# Servo troubleshooting



## Black Dog (Oct 16, 2011)

just the cowboy said:


> I have a machine that the motor is oscillating. What is the best way to tell if it Is it the machine or motor?
> It's 9300 lenze servo drive
> Checked the motor reads OK from what I can tell 29 ohms phase to phase nothing to ground. This check was done at the drive so cables read at same time.
> Connected to drive with software, no faults and feedback was changing in a steady state as I rotated the shaft of the motor with out drive enabled. As soon as it was enabled oscillation starts.
> ...


Take a look at this *article...*


----------



## dronai (Apr 11, 2011)

Tricky ! Drive I bet, sounds like the motor is lost


----------



## pjholguin (May 16, 2014)

Lose of the encoder.


----------



## eric7379 (Jan 5, 2010)

just the cowboy said:


> I have a machine that the motor is oscillating. What is the best way to tell if it Is it the machine or motor?
> It's 9300 lenze servo drive
> Checked the motor reads OK from what I can tell 29 ohms phase to phase nothing to ground. This check was done at the drive so cables read at same time.
> Connected to drive with software, no faults and feedback was changing in a steady state as I rotated the shaft of the motor with out drive enabled. As soon as it was enabled oscillation starts.
> ...



Is the motor direct-coupled to the driven load or is it attached to a gearbox? Are there belts involved of any kind and if so, are the belts loose?

Any chance of there being a mechanical issue with the driven load causing the oscillation? 

What size is the drive? I know that it will probably list the size in Kw.


----------



## eric7379 (Jan 5, 2010)

pjholguin said:


> Lose of the encoder.


I thought that, but the 9300 drives will typically toss out a "Eer Trip" error message in the event of the loss or disruption of the encoder signal. At least the ones that I am familiar with, anyways.


----------



## just the cowboy (Sep 4, 2013)

*resolver is working*



eric7379 said:


> I thought that, but the 9300 drives will typically toss out a "Eer Trip" error message in the event of the loss or disruption of the encoder signal. At least the ones that I am familiar with, anyways.

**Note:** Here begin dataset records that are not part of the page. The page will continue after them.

PR #277, opened 2022-07-27
feat(ha-node-agent): adding initial code for HA node-agent

mynktl:
changes:
- HA node-agent supporting registration with HA cluster-agent
- modified deployer to run HA node-agent for testing


control-plane/grpc/src/operations/ha_node/client.rs
```diff
@@ -0,0 +1,53 @@
...
+        end_point: String,
+    ) -> Result<(), ReplyError> {
+        let response = self
+            .client()
+            .register_node_agent(HaNodeInfo {
+                nodename: node_name,
+                endpoint: end_point,
+            })
+            .await?;
+        println!("registering node agent {:?}", response);
```
tiagolobocastro, line 50: Should be a trace rather than a println.
How often do we register, do we need to log this message everytime we register?

deployer/src/lib.rs
```diff
@@ -261,6 +261,10 @@ pub struct StartOptions {
     /// Maximum number of concurrent rebuilds across the cluster.
     #[structopt(long)]
     max_rebuilds: Option<u32>,
+
+    /// Enable the HA node-agent
+    #[structopt(long)]
+    pub ha_node_agent: bool,
```
tiagolobocastro, line 267: If this is an agent, this should be added to the Agents "class" instead.

control-plane/agents/Cargo.toml
```diff
@@ -46,6 +50,7 @@ indexmap = "1.8.0"
 k8s-openapi = { version = "0.13.0", default-features = false, features = ["v1_20"] }
 kube = { version = "0.60.0", features = ["derive" ] }
 anyhow = "1.0.44"
+clap =  { version = "3.1.5", features = ["color", "derive"] }
```
tiagolobocastro, line 53: nit: I'd prefer to either use structopt since it's what the other agents use or instead change all agents to clap (latter would be my preference :))

control-plane/agents/Cargo.toml
```diff
@@ -17,6 +17,10 @@ path = "jsongrpc/src/server.rs"
 name = "common"
 path = "common/src/lib.rs"
 
+[[bin]]
+ name = "ha-node"
```
tiagolobocastro, line 21: We should start naming things in accordance to the new nomenclature? @paulyoong 
So the name here would be "agent-ha-node" ?

deployer/src/infra/hanodeagent.rs
```diff
@@ -0,0 +1,20 @@
...
+        })
+    }
+
+    async fn start(&self, options: &StartOptions, cfg: &ComposeTest) -> Result<(), Error> {
+        if options.ha_node_agent {
+            cfg.start("ha-node").await?;
+        }
+        Ok(())
+    }
+}
```
tiagolobocastro, line 20: Any reason for not implementing `wait_on` ?

rpc/build.rs
```diff
@@ -32,4 +32,9 @@ fn main() {
             &["api/protobuf/v1"],
         )
         .unwrap_or_else(|e| panic!("Registration protobuf compilation failed: {}", e));
+
+    tonic_build::configure()
+        .build_server(true)
+        .compile(&["api/protobuf/ha_cluster_agent.proto"], &["api/protobuf"])
```
tiagolobocastro, line 38: Should this follow the new protobuf versioning? in v1?
Also, is this a control-plane only api? If so the proto file should live instead in control-plane/grpc/proto/v1,

control-plane/agents/ha-node/src/main.rs
```diff
@@ -0,0 +1,45 @@
...
+    node_name: String,
+
+    /// IP address and port for the ha node-agent to listen on
+    #[clap(short, long, default_value = "0.0.0.0:11600")]
+    grpc_endpoint: String,
+}
+
+static CLUSTER_AGENT_CLIENT: OnceCell<ClusterAgentClient> = OnceCell::new();
+
+fn cluster_agent_client<'a>() -> &'a ClusterAgentClient {
```
mtzaurus, line 25: You can omit <'a> lifetime and use explicitly " -> &'static ClusterAgentClient", as you always deal with static instance.

control-plane/grpc/src/operations/ha_node/client.rs
mtzaurus: At this point, the agent is already registered, so can we please change the text to something like "node agent successfully registered" or so. Thanks.

control-plane/agents/ha-node/src/main.rs
```diff
@@ -0,0 +1,45 @@
...
+#[clap(author, version, about, long_about = None)]
+#[clap(propagate_version = true)]
+struct Cli {
+    /// HA Cluster Agent URL or address to connect to the services.
+    #[clap(short, long, default_value = "http://ha-cluster-agent:11500")]
+    cluster_agent: Uri,
+
+    /// Node name
+    #[clap(short, long)]
+    node_name: String,
```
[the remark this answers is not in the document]
mynktl: ok. I will also mention ref (spec.nodeName)

control-plane/agents/ha-node/src/main.rs
```diff
@@ -0,0 +1,45 @@
...
+    CLUSTER_AGENT_CLIENT
+        .set(ClusterAgentClient::new(cli.cluster_agent, None).await)
+        .ok()
+        .expect("Expect to be initialized only once");
+
+    cluster_agent_client()
+        .register_node_agent(cli.node_name.clone(), cli.grpc_endpoint.clone())
+        .await
+        .ok()
+        .expect("should have been registed");
```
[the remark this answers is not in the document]
mynktl: yes, I will use unwrap here since we don't want to continue if registration fails

deployer/src/infra/hanodeagent.rs
mynktl: for now, node-agent is not having any server. So skipped it. Will add with unimplemented.

rpc/build.rs
mynktl: It will be control-plane only. I will move it in control-plane.

mynktl:
Hi @mtzaurus @paulyoong @tiagolobocastro 
Thanks for the review comments.
I have updated the PR as per the review comments. PTAL.

mtzaurus (approved):

control-plane/grpc/src/operations/ha_node/client.rs
```diff
@@ -0,0 +1,49 @@
...
+    )]
+    async fn register(&self, node_name: String, end_point: String) -> Result<(), ReplyError> {
+        let _response = self
+            .client()
+            .register_node_agent(HaNodeInfo {
+                nodename: node_name,
+                endpoint: end_point,
+            })
+            .await?;
+        println!("node agent successfully registered");
```
tiagolobocastro, line 46: Should this be a trace! message?

control-plane/agents/Cargo.toml
tiagolobocastro: Please rename this to "agent-ha-node".

control-plane/grpc/src/operations/ha_node/traits.rs
```diff
@@ -0,0 +1,8 @@
+use common_lib::transport_api::ReplyError;
+
+/// ClusterAgentOperations trait implemented by client which supports cluster-agent operations
+#[tonic::async_trait]
+pub trait ClusterAgentOperations: Send + Sync {
+    /// Register node with cluster-agent
+    async fn register(&self, node_name: String, endpoint: String) -> Result<(), ReplyError>;
```
tiagolobocastro, line 7: endpoint should be a Uri type?

deployer/src/infra/hanodeagent.rs
tiagolobocastro: This was not what I meant with unimplemented, this was cause issues as it will panic if you start deployer with wait. I meant adding a:
`rpc Probe (ProbeRequest) returns (ProbeResponse) {}`
to the proto and for now we could simply add unimplemented on the probe impl of the trait.

deployer/src/infra/mod.rs
```diff
@@ -416,6 +417,7 @@ impl_component! {
     IoEngine,      4,
     CsiNode,       5,
     CsiController, 5,
+    HANodeAgent, 6,
```
tiagolobocastro, line 420: nit: Please align to the previous lines.
Should the HANodeAgent be 5 and run at the same time as the csi node, would it make sense to run them at the same time?

deployer/src/lib.rs
tiagolobocastro: This change is still missing

deployer/src/lib.rs
```diff
@@ -273,6 +273,10 @@ pub struct StartOptions {
     /// Maximum number of concurrent rebuilds across the cluster.
     #[structopt(long)]
     max_rebuilds: Option<u32>,
+
+    /// Enable HA node-agent
+    #[structopt(long)]
+    pub ha_node_agent: bool,
```
tiagolobocastro, line 279: This change is still missing

tiagolobocastro (changes requested):

mynktl:
> This was not what I meant with unimplemented, this was cause issues as it will panic if you start deployer with wait. I meant adding a:
rpc Probe (ProbeRequest) returns (ProbeResponse) {}
to the proto and for now we could simply add unimplemented on the probe impl of the trait.

For now, node-agent is not running the server. So I will remove the `wait_on`. We will add it once we have the server/check in node-agent.

tiagolobocastro (approved):

mynktl:
bors merge

mynktl:
bors merge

Yes it has that trip setting enabled, and I can watch the counts coming into the drive software count up or down with repeatalby.


----------



## just the cowboy (Sep 4, 2013)

*motor is out of machine*




eric7379 said:


> Is the motor direct-coupled to the driven load or is it attached to a gearbox? Are there belts involved of any kind and if so, are the belts loose?





eric7379 said:


> Any chance of there being a mechanical issue with the driven load causing the oscillation?
> What size is the drive? I know that it will probably list the size in Kw.



The motor is coupled to an eccentric and it only rotates 120 degs back to 0.
unbolted motor from the machine still oscillates. 
motor is 0.5 KW.


----------



## John Valdes (May 17, 2007)

Just because it counts does not mean its counting like it should.
Is the encoder mounted direct couple to the shaft or is there a coupling?
Check where the encoder connects to the shaft. It could be loose.


----------



## just the cowboy (Sep 4, 2013)

*direct mount*



John Valdes said:


> Just because it counts does not mean its counting like it should.
> Is the encoder mounted direct couple to the shaft or is there a coupling?
> Check where the encoder connects to the shaft. It could be loose.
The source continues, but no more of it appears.